Readers can make a one-off donation or can provide the RSPB with regular funds by switching to an Ecotalk + RSPB phone sim card.

This will give the RSPB donations every month for as long as you remain a customer.

All profits go to the RSPB to help fund the appeal.

Dale said that if just 5,000 readers switch, the £90,000 could be raised within about 12 months.

He said: “I am asking you to join us in raising money for this important project to create a new | permanent haven for wildlife. Let’s face it – our birds, butterflies, mammals and plants need all the help they can get.This is our chance to help them.”

The campaign to buy Horse Common comes with the UK’s wildlife in serious trouble.

Wildlife groups’ State of Nature 2019 report said about 15 percent of our species are threatened with extinction and 41 percent – including yellowhammers and song thrushes – have suffered population declines since 1970.

RSPB boss Beccy Speight said: “Old woods are good woods for nature, because they provide such a rich and complex habitat.

“Nature occurs there in abundance.
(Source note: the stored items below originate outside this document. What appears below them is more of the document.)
PR #293, opened 2022-02-15
platform/local/etcd: bump dependency 

tormath1:
In this PR, we bump `etcd` dependency to pull protobuf 1.5.2 which should solve the issue raised in the CI:
```
panic: field [etcdserverpb.Request.ID](http://etcdserverpb.request.id/) has invalid type: got uint64, want pointer
```

## Note for reviewers

* Cobra has been upgraded by the same time to a tagged version
* `github.com/coreos/etcd` has been sed to `go.etcd.io/etcd`
* Nothing relevant about the codebase updating, I just have one doubt regarding the logging of etcdserver: currently set to error level which seems to me the most relevant (it was previously set by the capsnlog package). 

## Testing done

* tested locally with `coreos.tls.fetch-urls` but let's give a try to the new Jenkins feature to run CI with custom mantle :D
* CI (:large_blue_circle:): http://jenkins.infra.kinvolk.io:8080/job/os/job/manifest/4860/cldsv/


jepio (approved):
Haven't reviewed the diff in detail but it seems to fix the test failures so I'm ok with merging.

PR #295, opened 2022-02-18
azure private networking

jepio:
# azure private networking

Add kola support for creating instances in an existing virtual network/subnet, and addressing them using private IP addresses. This assumes that we are either also located in the specified virtual network or can otherwise access it via VPN.

The `--azure-use-private-ips` option only makes sense when used together with the `--azure-vnet-subnet-name`, as otherwise kola creates the vnet and it won't be peered or have a VPN configured.

## How to use

```
./bin/kola spawn --platform azure --verbose --azure-location <location> --azure-publisher kinvolk --azure-offer flatcar-container-linux-free  --azure-sku alpha --azure-use-private-ips=true --azure-vnet-subnet-name <vnet-name>/<subnet-name>
```

## Testing done

Ran the command from the "how-to-use" section.

### DIFF
--- a/cmd/kola/options.go
+++ b/cmd/kola/options.go
@@ -107,7 +107,9 @@ func init() {
 	sv(&kola.AzureOptions.Location, "azure-location", "westus", "Azure location (default \"westus\"")
 	sv(&kola.AzureOptions.Size, "azure-size", "Standard_DS2_v2", "Azure machine size (default \"Standard_DS2_v2\")")
 	sv(&kola.AzureOptions.HyperVGeneration, "azure-hyper-v-generation", "V1", "Azure Hyper-V Generation (\"V1\" or \"V2\")")
+	sv(&kola.AzureOptions.VnetSubnetName, "azure-vnet-subnet-name", "", "Use a pre-existing virtual network for created instances. Specify as vnet-name/subnet-name. Subnet name may be omitted \"default\" is assumed")
 	bv(&kola.AzureOptions.UseGallery, "azure-use-gallery", false, "Use gallery image instead of managed image")
+	bv(&kola.AzureOptions.UsePrivateIps, "azure-use-private-ips", false, "Assume nodes are reachable using private ip addresses")
 
 	// do-specific options
 	sv(&kola.DOOptions.ConfigPath, "do-config-file", "", "DigitalOcean config file (default \"~/"+auth.DOConfigPath+"\")")
--- a/cmd/kola/options.go
+++ b/cmd/kola/options.go
@@ -107,9 +107,9 @@ func init() {
 	sv(&kola.AzureOptions.Location, "azure-location", "westus", "Azure location (default \"westus\"")
 	sv(&kola.AzureOptions.Size, "azure-size", "Standard_DS2_v2", "Azure machine size (default \"Standard_DS2_v2\")")
 	sv(&kola.AzureOptions.HyperVGeneration, "azure-hyper-v-generation", "V1", "Azure Hyper-V Generation (\"V1\" or \"V2\")")
-	sv(&kola.AzureOptions.VnetSubnetName, "azure-vnet-subnet-name", "", "Use a pre-existing virtual network for created instances. Specify as vnet-name/subnet-name. Subnet name may be omitted \"default\" is assumed")
+	sv(&kola.AzureOptions.VnetSubnetName, "azure-vnet-subnet-name", "", "Use a pre-existing virtual network for created instances. Specify as vnet-name/subnet-name. If subnet name is omitted then \"default\" is assumed")
 	bv(&kola.AzureOptions.UseGallery, "azure-use-gallery", false, "Use gallery image instead of managed image")
-	bv(&kola.AzureOptions.UsePrivateIps, "azure-use-private-ips", false, "Assume nodes are reachable using private ip addresses")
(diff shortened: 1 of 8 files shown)


platform/machine/azure/flight.go
```diff
@@ -93,8 +94,9 @@ func NewFlight(opts *azure.Options) (platform.Flight, error) {
 			return nil, err
 		}
 
-		_, err = af.api.PrepareNetworkResources(af.ImageResourceGroup)
+		af.Network, err = af.api.PrepareNetworkResources(af.ImageResourceGroup)
 		if err != nil {
+			af.Destroy()
```
krnowak, line 99: Do you still need to destroy the network if getting it resulted in failure? I'd say that PrepareNetworkResources should take care of it.

platform/api/azure/network.go
```diff
@@ -26,19 +27,65 @@ import (
...
-		return network.Subnet{}, err
+		return Network{}, err
 	}
 
-	return a.createSubnet(resourceGroup)
+	_, err := a.createSubnet(resourceGroup)
+	if err != nil {
+		return Network{}, err
+	}
+	subnet, err := a.getSubnet(resourceGroup, kolaVnet, kolaSubnet)
```
pothos, line 82:
```suggestion
	subnet, err := a.createSubnet(resourceGroup)
	if err != nil {
		return Network{}, err
	}
```
Would this here work, too?

platform/machine/azure/flight.go
jepio: I should expand the commit message: if `PrepareNetworkResources` fails because you passed a wrong vnet/subnet name, then you want the resource group + storage account to be deleted, that's why I added the `Destroy()` here.

platform/api/azure/instance.go
```diff
@@ -70,13 +71,19 @@ func (a *API) getVMParameters(name, userdata, sshkey, storageAccountURI string,
 			Sku:       &a.opts.Sku,
 			Version:   &a.opts.Version,
 		}
+		plan = &compute.Plan{
+			Publisher: imgRef.Publisher,
```
pothos, line 75: Is this always valid given any disk URI or should it only be set when the else case above is hit?

platform/api/azure/network.go
jepio: Yes that should work and it's much better, thanks!

platform/api/azure/instance.go
jepio: It's definitely valid here, but would also be valid if passed an uri to a gallery image disk. For images/VHD uris there is no attached plan information.

I don't know if there is a way to lookup the plan from an arbitrary disk uri.

pothos: Above imfRef is set by a.opts.DiskURI and the plan values are empty then? Maybe it makes sense to have plan be nil in that case. If it's not a problem for the API, we can leave it as is.

platform/machine/azure/flight.go
krnowak: Ah, for some reason I also thought that it was calling Destroy on the just returned network. Nevermind.

platform/api/azure/network.go
```diff
@@ -26,19 +27,64 @@ import (
...
-		return network.Subnet{}, err
+		return Network{}, err
 	}
 
-	return a.createSubnet(resourceGroup)
+	subnet, err := a.createSubnet(resourceGroup)
+	if err != nil {
+		return Network{}, err
+	}
+	return Network{subnet}, err
```
krnowak, line 82:
```suggestion
	return Network{subnet}, nil
```

platform/api/azure/options.go
```diff
@@ -35,7 +35,9 @@ type Options struct {
 	Size             string
 	Location         string
 	HyperVGeneration string
+	VnetSubnetName   string
 	UseGallery       bool
+	UsePrivateIps    bool
```
krnowak, line 40:
```suggestion
	UsePrivateIPs    bool
```

krnowak (approved):
Looks good, I only had nitpicks around capitalization.

platform/api/azure/instance.go
pothos: Ok, was just confused by the alignment here in GitHub^^

cmd/kola/options.go
```diff
@@ -107,7 +107,9 @@ func init() {
 	sv(&kola.AzureOptions.Location, "azure-location", "westus", "Azure location (default \"westus\"")
 	sv(&kola.AzureOptions.Size, "azure-size", "Standard_DS2_v2", "Azure machine size (default \"Standard_DS2_v2\")")
 	sv(&kola.AzureOptions.HyperVGeneration, "azure-hyper-v-generation", "V1", "Azure Hyper-V Generation (\"V1\" or \"V2\")")
+	sv(&kola.AzureOptions.VnetSubnetName, "azure-vnet-subnet-name", "", "Use a pre-existing virtual network for created instances. Specify as vnet-name/subnet-name. Subnet name may be omitted \"default\" is assumed")
```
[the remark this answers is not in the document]
jepio: I phased it like this: `If subnet name is omitted then \"default\" is assumed`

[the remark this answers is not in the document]
krnowak: Sounds good.

pothos:
> @pothos any further suggestions before merging?

no, all good

PR #297, opened 2022-02-21
kubeadm: bump versions

tormath1:
in this PR, we officially bump Kubernetes tested versions. From what I understood, Kubernetes was already pulling stable version for the images, so it's only an update of the binaries (`kubeadm`, `kubelet`, etc.).

CNI version has been upgraded to 1.0.1 - since 1.0.0 Flannel plugin has been moved to its own repository and it's being installed by an init-container in the `kube-flannel.yml` plugin.

This leads to an issue when trying to copy CNI plugin from the container to `/opt/cni` because from a SELinux PoV labels are mismatching between hosts and container and this can be added to Flatcar virt policy in a second time. (see also: https://github.com/flatcar-linux/Flatcar/issues/635) 

The latest commit `kubeadm/template: update /opt/cni SELinux label type` can be dropped once the patch has been applied on every channel.

## Testing done

- [x] Jenkins :large_blue_circle: (http://jenkins.infra.kinvolk.io:8080/job/os/job/manifest/4911/cldsv/)
- [x] Tested manually on EM with `kubeadm.v1.23.4.flannel.base`
<hr>


jepio (approved):
The change itself is good, but I wonder about `/usr/bin/chcon -R /opt/cni -t svirt_lxc_file_t`: is this likely something users might also need to set when they deploy with kubeadm? If so then we should add it to our selinux docs (if we have some, otherise let's start some :) )

tormath1:
@jepio - thanks for the review ! There is a SELinux doc (a bit outdated but not on the commands: https://www.flatcar.org/docs/latest/setup/security/selinux/).
 >  is this likely something users might also need to set when they deploy with kubeadm.

I would say "Yes" under these two conditions:
- SELinux in enforcing mode (Flatcar is shipped in permissive mode)
- Flannel CNI >= 0.15.0

> If so then we should add it to our selinux docs

I opened a GH issue to track that: https://github.com/flatcar-linux/Flatcar/issues/635, this is something we should fix in the OS. The issue also mentions the mitigation, so I'm not sure it requires a dedicated documentation. What do you think ?

jepio:
Then atleast link the issue from the limitations section?

tormath1:
@jepio done in: https://github.com/flatcar-linux/flatcar-docs/pull/212. Merging this PR.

Once, the UK was largely covered in woodland. Now ancient woodland covers only 1.2 percent of the UK.”

Britain has also lost about 80 percent of its heathland since 1800.

But the RSPB hopes to restore the heathland at Horse Common just as it has at RSPB Arne in Dorset and RSPB Farnham Heath in Surrey.

RSPB volunteer Matt Pringle, 51, who has spent many hours at Horse Common, urged readers to back the campaign.

The retired policeman from near Southampton called it a chance to “leave the world in a slightly better place than we found it”.

Green Britain: Chris Packham backs Daily Express campaign

Comment by Chris Packham

I very much back the Daily Express Green Britain Needs You campaign.

We are in a climate and ecological emergency. We are fighting for every last scrap of wildlife because we need it.

Our scientists, who we can trust, have told us we have a very short time to sort this problem out.

And in the run-up to the COP26 climate change summit in Glasgow in November, we will be very much in the spotlight. But the situation is far from hopeless. We have the means to solve these problems.

There are plenty of policies – such as HS2 which threatens ancient woodland, and the proposed Cumbrian coal mine – which urgently need to be reconsidered.

What we need is significant investment in a serious green economy to create jobs and a sustainable future for everyone in this country. It can be done.

It just needs vision and bravery from politicians to invest in that green economy and recognise their responsibility for looking after not just wildlife, but people too.

The time has come for our politicians to step up to the plate and lead the world in protecting the planet.